07 Oct Founders, Investors, Employees – Maximize Cash in your pocket on an Exit
The new rules of “QSBS” and how it works
Congress has recently passed legislation, which can put millions of dollars into the hands of anyone who owns qualifying stock in technology and biotechnology companies upon an exit. It presents a tax planning opportunity for founders, investors and shareholder-employees in technology and biotechnology companies. Specifically, stockholders could be eligible for 100% capital gains exclusion upon the disposition of Qualified Small Business Stock (QSBS), which can result in millions of dollars of tax savings on an exit.
1) What is this
On December 18, 2015, congress passed the Protecting Americans from Tax Hikes (PATH) Act. The bill includes the permanent extension of the Qualified Small Business Stock Gains Exclusion under tax code Section 1202. This legislation encourages equity investments by granting significant tax relief to investors who acquire, and then sell, qualified stock after a specified holding period
2) Why it matters ($)
An investor that is issued preferred or common stock in exchange for a $3M investment in QSBS, meets the holding period, and then sells the stock for $30M. You walk away with the entire $30M, instead of footing a $7M tax bill.

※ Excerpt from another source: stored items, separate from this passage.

PR #49, opened 2020-10-27
Add schema version validation

travis79:
This is still a WIP for adding schema version validation.

Design requirements:
* SDK maintains awareness of the supported schema version
* Check the "schemaVersion" field before doing any other processing or validation of experiment config.
* If the major version number is higher than the version supported by the SDK, ignore the experiment (in future we would probably emit some diagnostic telemetry here)
* Document how this is meant to work for clients and their responsibility in testing and updating the nimbus-sdk.

Open question:
* Is backwards compatibility for all previous versions assumed? If not - what are the limits?

### DIFF
--- a/nimbus/src/client/http_client.rs
+++ b/nimbus/src/client/http_client.rs
@@ -13,10 +13,11 @@
 //!
 //! But the simple subset implemented here meets our needs for now.
 
+use std::str::FromStr;
+
 use crate::config::RemoteSettingsConfig;
 use crate::error::{Error, Result};
-use crate::Experiment;
-use crate::SettingsClient;
+use crate::{Experiment, SettingsClient, SCHEMA_VERSION};
 use url::Url;
 use viaduct::{status_codes, Request, Response};
 
@@ -66,6 +67,27 @@ impl SettingsClient for Client {
         let data = resp.get("data").ok_or(Error::InvalidExperimentResponse)?;
         let mut res = Vec::new();
         for exp in data.as_array().ok_or(Error::InvalidExperimentResponse)? {
+            // Validate the schema major version matches the supported version
+            let exp_schema_version = match exp.get("schemaVersion") {
+                Some(ver) => {
+                    serde_json::from_value::<String>(ver.to_owned()).unwrap_or("".to_string())
+                }
+                None => {
+                    log::trace!("Missing schemaVersion: {:#?}", exp);
+                    continue;
+                }
+            };
+            let schema_maj_version = exp_schema_version.split(".").next().unwrap_or("");
+            let schema_version: i32 = FromStr::from_str(schema_maj_version).unwrap();
+            if schema_version != SCHEMA_VERSION {
+                log::warn!(
+                    "Schema version mismatch: Expected version {}, discarding experiment with version {}",
+                    SCHEMA_VERSION, schema_version
+                );
+                // Schema version mismatch
+                continue;
+            }
+
             match serde_json::from_value::<Experiment>(exp.clone()) {
                 Ok(exp) => res.push(exp),
                 Err(e) => {
@@ -91,42 +113,75 @@ mod tests {
     #[test]
     fn test_get_experiments_from_schema() {
         viaduct_reqwest::use_reqwest_backend();
-        let body = r#"
-        { "data": [
-            {
+        // There are two experiments defined here, one has a "newer" schema version
+        // in order to test filtering of unsupported schema versions.
+        let body = format!(
+            r#"
+        {{ "data": [
+            {{
+                "schemaVersion": "{}.0.0",
                 "slug": "mobile-a-a-example",
                 "application": "reference-browser",
                 "userFacingName": "Mobile A/A Example",
                 "userFacingDescription": "An A/A Test to validate the Rust SDK",
                 "isEnrollmentPaused": false,
-                "bucketConfig": {
+                "bucketConfig": {{
                     "randomizationUnit": "nimbus_id",
                     "namespace": "mobile-a-a-example",
                     "start": 0,
                     "count": 5000,
                     "total": 10000
-                },
+                }},
                 "startDate": null,
                 "endDate": null,
                 "proposedEnrollment": 7,
                 "referenceBranch": "control",
                 "probeSets": [],
                 "branches": [
-                    {
+                    {{
                     "slug": "control",
                     "ratio": 1
-                    },
-                    {
+                    }},
+                    {{
                     "slug": "treatment-variation-b",
                     "ratio": 1
-                    }
+                    }}
                 ]
-            },
-            {
-                "hello": "bye"
-            }
-        ]}
-          "#;
+            }},
+            {{
+                "schemaVersion": "{}.0.0",
+                "slug": "mobile-a-a-example",
+                "application": "reference-browser",
+                "userFacingName": "Mobile A/A Example",
+                "userFacingDescription": "An A/A Test to validate the Rust SDK",
+                "isEnrollmentPaused": false,
+                "bucketConfig": {{
+                    "randomizationUnit": "nimbus_id",
+                    "namespace": "mobile-a-a-example",
+                    "start": 0,
+                    "count": 5000,
+                    "total": 10000
+                }},
+                "startDate": null,
+                "endDate": null,
+                "proposedEnrollment": 7,
+                "referenceBranch": "control",
+                "probeSets": [],
+                "branches": [
+                    {{
+                    "slug": "control",
+                    "ratio": 1
+                    }},
+                    {{
+                    "slug": "treatment-variation-b",
+                    "ratio": 1
+                    }}
+                ]
+            }}
+        ]}}"#,
+            SCHEMA_VERSION,
+            SCHEMA_VERSION + 1
+        );
         let m = mock(
             "GET",
             "/buckets/main/collections/messaging-experiments/records",
@@ -148,6 +203,7 @@ mod tests {
         assert_eq!(
             exp.clone(),
             Experiment {
+                schema_version: "1.0.0".to_string(),
                 slug: "mobile-a-a-example".to_string(),
                 application: "reference-browser".to_string(),
                 user_facing_name: "Mobile A/A Example".to_string(),
--- a/nimbus/src/client/http_client.rs
+++ b/nimbus/src/client/http_client.rs
@@ -13,8 +13,6 @@
 //!
 //! But the simple subset implemented here meets our needs for now.
 
-use std::str::FromStr;
-
 use crate::config::RemoteSettingsConfig;
 use crate::error::{Error, Result};
 use crate::{Experiment, SettingsClient, SCHEMA_VERSION};
@@ -78,9 +76,11 @@ impl SettingsClient for Client {
                 }
             };
             let schema_maj_version = exp_schema_version.split(".").next().unwrap_or("");
-            let schema_version: i32 = FromStr::from_str(schema_maj_version).unwrap();
+            // While "0" is a valid schema version, we have already passed that so reserving zero as
+            // a special value here in order to avoid a panic, and just ignore the experiment.
+            let schema_version: u32 = schema_maj_version.parse().unwrap_or(0);
             if schema_version != SCHEMA_VERSION {
-                log::warn!(
+                log::info!(
                     "Schema version mismatch: Expected version {}, discarding experiment with version {}",
                     SCHEMA_VERSION, schema_version
                 );
@@ -119,7 +119,7 @@ mod tests {
             r#"
         {{ "data": [
             {{
-                "schemaVersion": "{}.0.0",
+                "schemaVersion": "{current_version}.0.0",
                 "slug": "mobile-a-a-example",
                 "application": "reference-browser",
                 "userFacingName": "Mobile A/A Example",
@@ -149,7 +149,7 @@ mod tests {
                 ]
             }},
             {{
-                "schemaVersion": "{}.0.0",
+                "schemaVersion": "{newer_version}.0.0",
                 "slug": "mobile-a-a-example",
                 "application": "reference-browser",
                 "userFacingName": "Mobile A/A Example",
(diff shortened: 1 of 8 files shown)


nimbus/src/lib.rs
```diff
@@ -162,9 +165,22 @@ pub struct EnrolledExperiment {
...
+pub const SCHEMA_VERSION: Version = Version {
+    major: 1,
+    minor: 0,
+    patch: 0,
+    pre: vec![],
+    build: vec![],
+};
+// XXX: In the future it would be nice if this lived in its own versioned crate so that
+// the schema could be decoupled from the sdk so that it can be iterated on while the
+// sdk depends on a particular version of the schema through the cargo.toml.
```
mhammond, line 178: I guess it depends on how the versions are going to be used in practice. I'd expect that a version bump would require corresponding changes to the rust code in the SDK and this version string ensures they are in sync?

mhammond (commented):
This seems fine to me, but I'm not marking it as approved as it's still a draft, so I assume you expect further changes.

travis79:
> This seems fine to me, but I'm not marking it as approved as it's still a draft, so I assume you expect further changes.

Thanks @mhammond, I wanted to get a first pass review of this to make sure I wasn't going off the rails.

I'm talking with Kate about what the backwards compatibility for the schema looks like, so I expect there might be some additions once that is sorted out.

nimbus/src/lib.rs
travis79: Yes, my thought was that this represents the version of the schema that is currently implemented here.  My biggest concern now is with backwards compatibility...  will we need multiple versions of the structs that represent the schema in order to support 2 versions backwards (per the requirement I learned from Kate), and how does that affect our persistent storage, etc.  

I'm in the process of writing up a short doc to define my understanding of what is being asked for with backwards compatibility, so I hope to be able to answer some of the questions I have.

travis79:
This really stretched my Rust skills, please let me know if there are better ways to do this.

travis79:
I also updated the experiment "secure-gold" on the staging server, adding the `schemaVersion` to it.

nimbus/src/lib.rs
```diff
@@ -162,9 +194,20 @@ pub struct EnrolledExperiment {
     pub branch_slug: String,
 }
 
+// XXX: In the future it would be nice if this lived in its own versioned crate so that
+// the schema could be decoupled from the sdk so that it can be iterated on while the
+// sdk depends on a particular version of the schema through the cargo.toml.
+
+#[derive(Deserialize, Serialize, Debug, Clone, PartialEq)]
+#[serde(untagged)]
```
rfk, line 202: I'm concerned about the use of `untagged` here making the system fragile and harder to reason about.

For example, suppose that we define a "2.0.0" schema version. Naively, I'd expect us to want to add a `V2(V2_0_0)` variant to this enum. But what if the JSON data in `V2_0_0` also happens to be parseable as a valid `V1_0_0` struct (perhaps because it adds new fields that the `V1_0_0` parser will ignore)? Whether we end up with a `V1` or a `V2` will depend on which order the variants are declared in the enum, which is non-obvious.

Alternately, we could evolve the `V1_0_0` struct in such a way that it can represent both "1.0.0" and "2.0.0" experiment data, and inspect the `schema_version` attribute at runtime to decide which semantics to impose. I think this would make the consuming code harder to reason about because you might naturally read `Experiment::V1` and assume that it's a "1.x.y" experiment.

It might be cleaner to instead bypass serde's magic here and implement our own switching on the `schema_version` field, something like:

```
pub fn parse_experiment_json(data: &serde_json::Value) -> Result<Experiment> {
  let schema_version = data.get("schema_version").ok_or(Error:InvalidExperimentResponse)?;
  if V1_SEMVER_MATCH(schema_version) {
    return Experiment::V1(serde_json::from_value::<V1_0_0>(data)?)
  }
  if V2_SEMVER_MATCH(schema_version) {
    return Experiment::V2(serde_json::from_value::<V2_0_0>(data)?)
  }
  return Err(Error:UnsupportedSchemaVersion)
}
```

It's a little more boilerplate but I think it would make it more obvious that we're getting the intended result.

nimbus/src/lib.rs
```diff
@@ -154,6 +167,25 @@ impl NimbusClient {
     }
 }
 
+pub trait SchemaRequirement {
+    fn schema_requirement(&self) -> VersionReq;
+}
```
rfk, line 172: I'm not sure this needs to be a trait, as you don't use it as a trait bound anywhere. Would it work if you just `impl NimbusClient` rather than `impl SchemaRequirement for NimbusClient` below?

nimbus/src/evaluator.rs
```diff
@@ -362,10 +397,70 @@ mod tests {
...
+            ],
+            reference_branch: Some("control".to_string()),
+            ..Default::default()
+        });
+
+        // Create a second experiment with a non-matching schema_version
+        let experiment2 = match experiment1.clone() {
+            Experiment::V1(mut e) => {
+                e.schema_version = "2.0.0".to_string();
+                Experiment::V1(e)
```
rfk, line 433: This test is a neat example of where my mental model is getting tripped up - something about creating an `Experiment::V1` struct that has `schema_version: "2.0.0"` seems weird to me, and like the checking is happening in the wrong place. I would expect us to have produced an `Experiment::V2` struct for something with `schema_version: "2.0.0"`, or to have ignored it completely.

(That's not to say that we shouldn't do it this way! Just noting that I found it confusing, and may be worth some additional docs or context-setting or something).

nimbus/src/enrollment.rs
```diff
@@ -124,7 +133,7 @@ pub fn update_enrollments(
                 log::debug!("Experiment '{}' already has enrollment {:?}", slug, enr)
             }
             (Some(exp), None) => {
-                let enr = evaluate_enrollment(nimbus_id, aru, app_context, &exp)?;
+                let enr = evaluate_enrollment(nimbus_id, aru, app_context, &exp, schema_version)?;
```
rfk, line 136: If `evaluate_enrollment` returns an error, IIUC we're going to immediately bail out and return an error from `update_enrollments`, which will in turn fail the call to `NimbusClient.update_experiments`. That might cause us to not be enrolled in other, perfectly valid experiments because we bailed out of the loop early.

I know `evaluate_enrollment` was already fallible so we kind of already had this problem, but I think the introduction of the new `SchemaError` could make it much more likely to happen in practice. Encountering an experiment with an unexpected schema doesn't feel like it should be a fatal error.

rfk (commented):
High-level, I'm not sure I fully understand how this fits into the overall architecture here. I think naively I was expecting the bulk of the schema-version-checking to happen down in the layer where we fetch experiments from the server, but here we're doing it when evaluating enrollment. I left some notes and questions below to help me understand and adjust my mental model.

I think the best way to get to a good shared understanding of how this should work would be to add some higher-level testcases. For example, testing that if we read a "2.0.0" experiment and then a "1.0.0" experiment from the server, we correctly ignore the first and enroll ourselves in the second.

nimbus/Cargo.lock
```diff
@@ -831,6 +831,7 @@ dependencies = [
  "mockito",
  "once_cell",
  "rkv",
+ "semver 0.11.0",
```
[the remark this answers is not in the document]
rfk: Ref https://github.com/mozilla/uniffi-rs/pull/341 for the update in uniffi

nimbus/src/enrollment.rs
```diff
@@ -298,7 +318,7 @@ mod tests {
         // Opt in to a specific branch.
         opt_in_with_branch(&db, "secure-gold", "treatment")?;
         let enrollments = get_enrollments(&db)?;
-        assert_eq!(enrollments.len(), 1);
+        // assert_eq!(enrollments.len(), 1);
```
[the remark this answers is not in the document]
travis79: Oops, yeah I think I had this commented out while debugging a test failure.

nimbus/src/evaluator.rs
```diff
@@ -1,13 +1,14 @@
...
  * License, v. 2.0. If a copy of the MPL was not distributed with this
- * file, You can obtain one at http://mozilla.org/MPL/2.0/. */
+ * file, You can obtain one at http://mozilla.org/MPL/2.0/.
+ */
 
-//! This might be where the bucketing logic can go
-//! It would be different from current experimentation tools
-//! There is a namespacing concept to allow users to be in multiple
-//! unrelated experiments at the same time.
+// ! This might be where the bucketing logic can go
```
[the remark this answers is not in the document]
travis79: I think that this was done to me by a `cargo fmt`, definitely not intentional.  The comments do seem stale so I think it would probably be better to just remove them.

nimbus/Cargo.toml
```diff
@@ -30,6 +30,7 @@ sha2 = "0.9"
 hex = "0.4"
 once_cell = "1"
 uniffi = "0.4"
+semver = "0.11.0"
```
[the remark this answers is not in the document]
travis79: Since we are only really looking at supporting 1-2 versions of the schema at a time, and only really need to look at Major versions, I can probably pare this back down to doing a little string slicing.  The convenience of the crate is good, but I'm not sure it's worth that big of a hit.

nimbus/examples/experiment.rs
```diff
@@ -216,10 +217,11 @@ fn main() -> Result<()> {
...
             println!("======================================");
             println!("Printing all experiments (regardless of enrollment)");
-            nimbus_client
-                .get_all_experiments()?
-                .iter()
-                .for_each(|e| println!("Experiment: {}", e.slug));
+            nimbus_client.get_all_experiments()?.iter().for_each(|e| {
+                match e {
+                    Experiment::V1(e) => println!("Experiment: {}", e.slug),
+                };
```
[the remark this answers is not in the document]
travis79: A lot of this may be just my lack of experience with Rust and knowing what good approaches might be here. Your suggestions sound a lot simpler than having to match enum variants everywhere and keeps the code that matters in fewer places.  Let me take a shot at refactoring this to be more in line with what you are suggesting.

nimbus/src/evaluator.rs
```diff
@@ -50,8 +52,33 @@ pub fn evaluate_enrollment(
     available_randomization_units: &AvailableRandomizationUnits,
     app_context: &AppContext,
     exp: &Experiment,
+    schema_requirement: &VersionReq,
```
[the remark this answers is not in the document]
travis79: My thinking was that passing it as an argument here would make it easier to write a unit test for it.

travis79:
@rfk I updated this to do the schema version checking when it receives the data rather than when it evaluates it.  Ready for another look.

nimbus/src/client/http_client.rs
```diff
@@ -13,10 +13,11 @@
 //!
 //! But the simple subset implemented here meets our needs for now.
 
+use std::str::FromStr;
```
rfk, line 16: If you use `.parse` as I suggest in a separate comment, I don't think you'll need this import.

nimbus/src/client/http_client.rs
```diff
@@ -66,6 +67,27 @@ impl SettingsClient for Client {
...
+                }
+                None => {
+                    log::trace!("Missing schemaVersion: {:#?}", exp);
+                    continue;
+                }
+            };
+            let schema_maj_version = exp_schema_version.split(".").next().unwrap_or("");
+            let schema_version: i32 = FromStr::from_str(schema_maj_version).unwrap();
+            if schema_version != SCHEMA_VERSION {
+                log::warn!(
```
rfk, line 83: nit: seeing experiments with a higher major version number will at some point be an expected part of operation of this component, so I feel like this could be an `.info!` rather than a `.warn!`.

nimbus/src/client/http_client.rs
```diff
@@ -91,42 +113,75 @@ mod tests {
...
-        let body = r#"
-        { "data": [
-            {
+        // There are two experiments defined here, one has a "newer" schema version
+        // in order to test filtering of unsupported schema versions.
+        let body = format!(
+            r#"
+        {{ "data": [
+            {{
+                "schemaVersion": "{}.0.0",
```
rfk, line 122: Since the thing being formatted is such a long string, you might find it useful to use [named format arguments](https://doc.rust-lang.org/std/fmt/#named-parameters) here. Having this one as `"schemaVersion": "{current_version}.0.0"` and the other one as `"schemaVersion": "{newer_version}.0.0"` might make the test a little easier to understand for future readers.

nimbus/src/client/http_client.rs
```diff
@@ -148,6 +203,7 @@ mod tests {
         assert_eq!(
             exp.clone(),
             Experiment {
+                schema_version: "1.0.0".to_string(),
```
rfk, line 206: nit: since you're hard-coding the expected schema version here in the assertion, I think it would also be fine to hard-code the schema versions in the test data rather than formatting based on `SCHEMA_VERSION`. Alternately, this should also check for `format!("{}.0.0", SCHEMA_VERSION)` rather than hard-coding, for consistency.

nimbus/src/client/http_client.rs
```diff
@@ -66,6 +67,27 @@ impl SettingsClient for Client {
...
+                Some(ver) => {
+                    serde_json::from_value::<String>(ver.to_owned()).unwrap_or("".to_string())
+                }
+                None => {
+                    log::trace!("Missing schemaVersion: {:#?}", exp);
+                    continue;
+                }
+            };
+            let schema_maj_version = exp_schema_version.split(".").next().unwrap_or("");
+            let schema_version: i32 = FromStr::from_str(schema_maj_version).unwrap();
```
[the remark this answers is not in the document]
rfk: Oh, also, using `u32` rather than `i32` here would help guard against us accidentally accepting `-1.0.0` as a version number :-)

rfk (approved):
LGTM! I left a couple of minor nits about general Rust stuff, but the only thing I care deeply about is not panicking if the schema major version doesn't parse as an integer, and instead cleanly ignoring the experiment.

It may be useful to add a few more tests to cover the handling of malformed schema versions, but we haven't gone into that much depth in other parts of the codebase here so that's not a blocker.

A founder/software developer who is granted QSBS at the company’s founding or for services performed, meets the holding period, and then sells the stock for $10M, walks away with the entire $10M, saving $2.5M in taxes. On the other hand, if the same employee was granted options that remained un-exercised until the date the stock sold, all of the gains will be subject to tax.
Equally, a founder or investor that put in $10M initially for their QSBS, met the holding period, and later sold it for $100M, would receive the entire $100M in their hands.
- Typically accessible to startups (value at grant less than $50M)
- Accessible to founders, employees and investors who get stock directly from the company – most tech/life sciences founders will qualify
- Company must be a C-corp
- The stock must be held for at least 5 years
- Must be in a qualifying industry — technology and life sciences qualify (retail, financial services, & real estate holding companies, among others, do not
4)What doesn’t qualify
- Convertible Debt
- Convertible Equity (SAFEs)
- Any stock obtained through a secondary sale (e.g. bought from a shareholder, not from the company)
- Any securities in LLCs
For any security that converts into stock (e.g. convertible debt, options/warrants), the 5-year clock starts only when the stock is issued, not the original security. If an LLC converts into a C-corp, the clock starts upon conversion, not the founding of the LLC.
Also, the recipient must sell their stock in a true stock sale. If the company is sold in an asset sale, the provisions may not apply.
5) What you should do
It’s useful for founders to consider these issues at the time of corporate formation. Specifically, using “pass-through” entities like LLCs may be shortsighted. Considering that forming a C-corporation that is eligible for the 100% capital gains tax exclusion could save millions in taxes upon the sale of the company stock. It may also be a factor that would influence the timing of option/warrant exercise.
Similarly, it is important for investors to be informed about the benefits available to them under as it can significantly affect investment decisions, particularly if it may be more advantageous to pursue an equity transaction rather than a debt transaction.